### What is required
Your job is to write out each record precisely as it stands.

### Task input
PR #15, opened 2019-07-22
Minor changes and additions

VoOoLoX:


Craftplacer (approved):
The commands.json is not needed and probably won't because we don't have any plans to port the vanilla command system and its commands.

Ignoring that, everything seems fine.

VoOoLoX:
Great I was wondering if I should include commands.json or not, guess I'll remove it.
I think it would be nice to have a tool to extract blocks and items files from the actual jar as a separate project maybe or at least guide in the README because it took me some time to figure it out. Anyway I might look into it later.

Naamloos:
@Tides updates on review?

Craftplacer:
> @Tides updates on review?

bump

Tides (approved):
Sorry for the late response but all changes seem fine to me 😃

PR #19, opened 2020-08-23
Added SerializationMethodBuilder.

Seb-stian:
I added SerializationMethodBuilder, which uses DynamicMethods instead of Reflection to increase performance. I also added UnitTests for deserialization. So far, only IncomingChatMessage packet deserialization is implemented.

Usage is the same:
`var message = await PacketSerializer.FastDeserializeAsync<IncomingChatMessage>(packet.data);`

### DIFF
--- a/Obsidian.Tests/Deserialization.cs
+++ b/Obsidian.Tests/Deserialization.cs
@@ -1,0 +1,94 @@
+﻿using Obsidian.Net;
+using Obsidian.Net.Packets.Play;
+using Obsidian.Serializer;
+using System;
+using System.Collections.Generic;
+using System.Text;
+using System.Threading.Tasks;
+using Xunit;
+
+namespace Obsidian.Tests
+{
+    public class Deserialization
+    {
+        [Fact]
+        public void Handshake()
+        {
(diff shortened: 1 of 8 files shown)


Obsidian.Tests/Deserialization.cs
```diff
@@ -0,0 +1,94 @@
...
+using System.Text;
+using System.Threading.Tasks;
+using Xunit;
+
+namespace Obsidian.Tests
+{
+    public class Deserialization
+    {
+        [Fact]
+        public void Handshake()
```
Craftplacer: It's not a good idea to include failing tests at the moment, the missing tests should be TODO comments, so we can take care about implementing them later

Craftplacer (changes requested):
Looks good, just we should have tests always pass in our latest code.

Craftplacer (approved):

Obsidian.Tests/Deserialization.cs
Seb-stian: I commented out all tests that weren't implemented.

### Your response
PR #15, opened 2019-07-22
Minor changes and additions

VoOoLoX:


Craftplacer (approved):
The commands.json is not needed and probably won't because we don't have any plans to port the vanilla command system and its commands.

Ignoring that, everything seems fine.

VoOoLoX:
Great I was wondering if I should include commands.json or not, guess I'll remove it.
I think it would be nice to have a tool to extract blocks and items files from the actual jar as a separate project maybe or at least guide in the README because it took me some time to figure it out. Anyway I might look into it later.

Naamloos:
@Tides updates on review?

Craftplacer:
> @Tides updates on review?

bump

Tides (approved):
Sorry for the late response but all changes seem fine to me 😃

PR #19, opened 2020-08-23
Added SerializationMethodBuilder.

Seb-stian:
I added SerializationMethodBuilder, which uses DynamicMethods instead of Reflection to increase performance. I also added UnitTests for deserialization. So far, only IncomingChatMessage packet deserialization is implemented.

Usage is the same:
`var message = await PacketSerializer.FastDeserializeAsync<IncomingChatMessage>(packet.data);`

### DIFF
--- a/Obsidian.Tests/Deserialization.cs
+++ b/Obsidian.Tests/Deserialization.cs
@@ -1,0 +1,94 @@
+﻿using Obsidian.Net;
+using Obsidian.Net.Packets.Play;
+using Obsidian.Serializer;
+using System;
+using System.Collections.Generic;
+using System.Text;
+using System.Threading.Tasks;
+using Xunit;
+
+namespace Obsidian.Tests
+{
+    public class Deserialization
+    {
+        [Fact]
+        public void Handshake()
+        {
(diff shortened: 1 of 8 files shown)


Obsidian.Tests/Deserialization.cs
```diff
@@ -0,0 +1,94 @@
...
+using System.Text;
+using System.Threading.Tasks;
+using Xunit;
+
+namespace Obsidian.Tests
+{
+    public class Deserialization
+    {
+        [Fact]
+        public void Handshake()
```
Craftplacer: It's not a good idea to include failing tests at the moment, the missing tests should be TODO comments, so we can take care about implementing them later

Craftplacer (changes requested):
Looks good, just we should have tests always pass in our latest code.

Craftplacer (approved):

Obsidian.Tests/Deserialization.cs
Seb-stian: I commented out all tests that weren't implemented.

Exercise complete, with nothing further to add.